Penyu biru yang dilindungi, sedang dipasang alat transmitter untuk memantau imigsasinya di Kalilemon Distrik Yaur – Bumiofinavandu/Dok Marry Lidan. |
CAPTION : Penyu biru yang dilindungi, sedang dipasang alat transmitter untuk memantau imigsasinya di Kalilemon Distrik Yaur – Bumiofinavandu/Dok Marry Lidan.
Nabire, Bumiofinavandu – Suku Besar Yerisiam Gua, Kabupaten Nabire Papua meminta Exsekutif dan legislative untuk menghadirkan regulasi atau peraturan daerah tentang perlindungan dan pelestarian satwa. pasalnya, menurut pantauan suku ini, banyak satwa saat ini sudah hampir punah baik di darat maupun di laut.
“Kami minta pemerintah, baik DPRD Nabire serta Bupati dan stakeholder terkait untuk membuat Perda perlindungan satwa,” ujar Kepala Suku Yerisiam, Ayub Kowoi, di Nabire. Kamis (26/11/2020).
Saat ini kata Kowoi, banyak satwa sudah diburuh oleh masyarakat baik untuk diperdaganggan ataupun di konsumsi. Misalkan saja Burung cenderawasih, penyu dan berbagai satwa lainnya. maka pelestarian alam dan isinya sangat diperlukan mengingat Papua merupakan satu daerah yang sumber daya alamnya mulai berkurang baik di sengaja mau pun tidak.
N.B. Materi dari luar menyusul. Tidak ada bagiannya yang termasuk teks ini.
Issue #6184, opened 2017-04-22
bokeh-api documentation improvement suggestions


aerusso:
The [Developing with JavaScript](http://bokeh.pydata.org/en/latest/docs/user_guide/bokehjs.html) page is very helpful, but a few (important) things were not mentioned on this page:

1. All *three* of bokeh-x.y.z.min.css bokeh-x.y.z.min.js and bokeh-api-x.y.z.min.js must be used and **in that order**.
2. Rendering into an html element is supported by  `Bokeh.Plotting.show(object,html_object)`
3. Changes to data sources can be propagated to graphs by calling `data_source.trigger("update")`

Is there a way for me to submit a full minimal html example to be included on that page?

bryevdv:
> Is there a way for me to submit a full minimal html example to be included on that page?

Not trivially. I've been meaning to work on a new `bokehjs-plot` Sphinx directive that would make it easy to embed BokehJS examples in our docs, but I have not had the opportunity to do so yet. It's possible to include raw HTML in Sphinx docs though, so that's probably the best approach to get "real" plots on that page for now. If you are interested I can provide more information.

bryevdv:
For reference, the ReST source for that page is here:

https://raw.githubusercontent.com/bokeh/bokeh/master/sphinx/source/docs/user_guide/bokehjs.rst

And some docs about raw HTML pass through are here:

http://docutils.sourceforge.net/docs/ref/rst/directives.html#raw-data-pass-through

aerusso:
Maybe in the short term, just the HTML can be included, and later on we can figure out the best way to properly include an illustration of the example? My pull request #6203 does exactly this, and also identifies some other outdated comments about BokehJS API.

PR #6203, opened 2017-04-27
Update documentation regarding BokehJS API split

aerusso:
Addresses issues in #6184.

### DIFF
--- a/sphinx/source/docs/user_guide/bokehjs.rst
+++ b/sphinx/source/docs/user_guide/bokehjs.rst
@@ -130,9 +130,9 @@ These higher level interfaces currently comprise  ``Bokeh.Plotting`` and
 ``Bokeh.Charts``.
 
 .. note::
-    The APIs described below are currently part of the ``bokeh.js`` file,
-    however it is likely that in the future these interfaces will be split
-    into separate files for distribution.
+    As of ``0.12.2`` the APIs described below have been split into BokehJS
+    API, in the ``bokeh-api.js`` file, which must be imported in addition
+    to ``bokeh.js``.
 
 .. _userguide_bokehjs_interfaces_plotting:
 
--- a/sphinx/source/docs/user_guide/bokehjs.rst
+++ b/sphinx/source/docs/user_guide/bokehjs.rst
@@ -337,3 +337,63 @@ function, with the plot it generates shown below:
 
 .. image:: /_images/bokehjs_bar_charts.png
     :width: 100%
+
+
+``Minimal Complete Example``
+''''''''''''''''''''''''''''
+
+A minimal example follows, demonstrating a proper import of the libraries,
+and dynamic creation and modification of plots.
+
+.. code-block:: html
+
+    <!doctype html>
+    <html lang="en">
+    <head>
+    <meta charset="utf-8">
+    <title>Complete Example</title>
+    <link rel="stylesheet" href="https://cdn.pydata.org/bokeh/release/bokeh-0.12.5.min.css" type="text/css" />
+    <script type="text/javascript" src="https://cdn.pydata.org/bokeh/release/bokeh-0.12.5.min.js"></script>
+    <script type="text/javascript" src="https://cdn.pydata.org/bokeh/release/bokeh-api-0.12.5.min.js"></script>
+    <!-- The order of CSS and JS imports above is important. -->
+    </head>
+
+    <body>
+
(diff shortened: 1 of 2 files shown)


sphinx/source/docs/user_guide/bokehjs.rst
```diff
@@ -337,3 +337,63 @@ function, with the plot it generates shown below:
...
+
+    <body>
+
+    <button onclick="addPoint()">Add some data!</button><br/>
+
+    <div>
+    <script type="text/javascript">
+
+    // arrays to hold data
+    source = new Bokeh.ColumnDataSource({
```
mattpap: `var source`. The same for `plot` and `scatterData`.

aerusso: Whoops! I tested with `use strict` now.

sphinx/source/docs/user_guide/bokehjs.rst
```diff
@@ -337,3 +337,63 @@ function, with the plot it generates shown below:
...
+.. code-block:: html
+
+    <!doctype html>
+    <html lang="en">
+    <head>
+    <meta charset="utf-8">
+    <title>Complete Example</title>
+    <link rel="stylesheet" href="http://cdn.pydata.org/bokeh/release/bokeh-0.12.5.min.css" type="text/css" />
+    <script type="text/javascript" src="http://cdn.pydata.org/bokeh/release/bokeh-0.12.5.min.js"></script>
+    <script type="text/javascript" src="http://cdn.pydata.org/bokeh/release/bokeh-api-0.12.5.min.js"></script>
```
bryevdv: CDN links should be `https` (this will work but it's always better to demonstrate with `https`)

bryevdv:
@aerusso This looks great, maybe for the short term a JSFiddle link or embed would be helpful to go along? I got your code running in this fiddle:

https://jsfiddle.net/bokeh/ck5udmxb/

I did have to change slightly, to split out the JS and HTML as jsfiddle prefers. Let me know what you think.

bryevdv:
also I should add, for embedding (I think either the script or iframe would work), there is a raw HTML directive for sphinx:
```
.. raw:: html 

    [ html/css/js here ]

```

sphinx/source/docs/user_guide/bokehjs.rst
aerusso: Thanks! I changed this.

aerusso:
@bryevdv I actually ran into that "covering up other text" issue, but wasn't sure if I was just doing something wrong.

I don't know the proper way to add an html file into the Sphinx build process, but I implemented your suggestion with iframes in aerusso/bokeh@5eb9c8086842ed3d56292b842eb822e7633b2d29 . It builds with rst2html and does what you'd expect.

bryevdv:
@aerusso Sorry I was pretty vague in my suggestion. I was not proposing to add an HTML file like that. If you click through the jsfiddle link above, there is a button to "embed" the fiddle. It gives you either s JS snippet, or an iframe, that you can drop into a page. I mean that you could use `raw:: html` with one of those things. Something like:

```
.. raw:: html 

    <script async src="//jsfiddle.net/bokeh/ck5udmxb/embed/"></script>
```

or 

```
.. raw:: html
 
    <iframe width="100%" height="300" src="//jsfiddle.net/bokeh/ck5udmxb/embedded/" allowfullscreen="allowfullscreen" frameborder="0"></iframe>
```

maybe with a note like "you can see this code live n the embedded JSFiddle below" or similar.

bryevdv:
@mattpap can you comment on the "div covering up" issue? Does the user supplied div need to have `bokeh-root` class or something?

aerusso:
I've added the JSFiddle, with a slightly larger height to make scrolling simpler.

bryevdv:
FYI tests failing spuriously due to a downstream dependency changing

bryevdv:
@aerusso It think this looks good to go, for my benefit can you attach a screenshot of the rendered docs page here?

aerusso:
Attaching as requested. I built this by simply calling `rst2html` on `bokehjs.rst`, running a Python SimpleHTTPServer, and viewing the page through Google Chrome 58.

bokehjsapi-example-rendered

bryevdv:
Thanks @aernlund ! Merging since the unrelated test issue is fixed in master.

Namun, masyarakat terutama masyarakat adat tidak serta merta disalahkan 100 persen mengingat sudah terbiasa sejak nenek moyang untuk mengkonsumsi ataupun untuk dikomersilkan dan mencari makan melalui buruannya. Sehingga, tidak benar juga bila pemerintah terus menyuarahkan perlindungan dan pelestarian alam demi anak cucu tanpa dibarengi regulasi .
“Jadi kita jangan hanya teriak jaga alam, jaga binatang-binatang untuk anak cucu, tapi tidak ada Perda, hanya tergantung aturan dari pusat saja. Karena walaupun sudah dunia modern tapi mau tidak mau masyarakat pasti akan berburu hewan baik dari darat maupun di laut,” kata Dia.
Ia menjelaskan, masyarakat jangan disalahkan ketika memburu satwa, atau menebang pohon hingga menjual tanah. Sebab semua itu terjadi karena kebutuhan hidup. Karena selama ini belum ada usaha-usaha yang diciptakan kepada masyarakat baik melalui komuntas maupun perorangan. Misalkan saja, bantuan-bantuan selama ini kepada masyarakat tidak dibarengi dengan pengawasan dan pembinaan yang baik untuk kelangsungan hidupnya. Contoh nyata adalah bantuan untuk nelayan, berapa nelayan Papua yang berhasil selama ini dari pemberian pemerintah.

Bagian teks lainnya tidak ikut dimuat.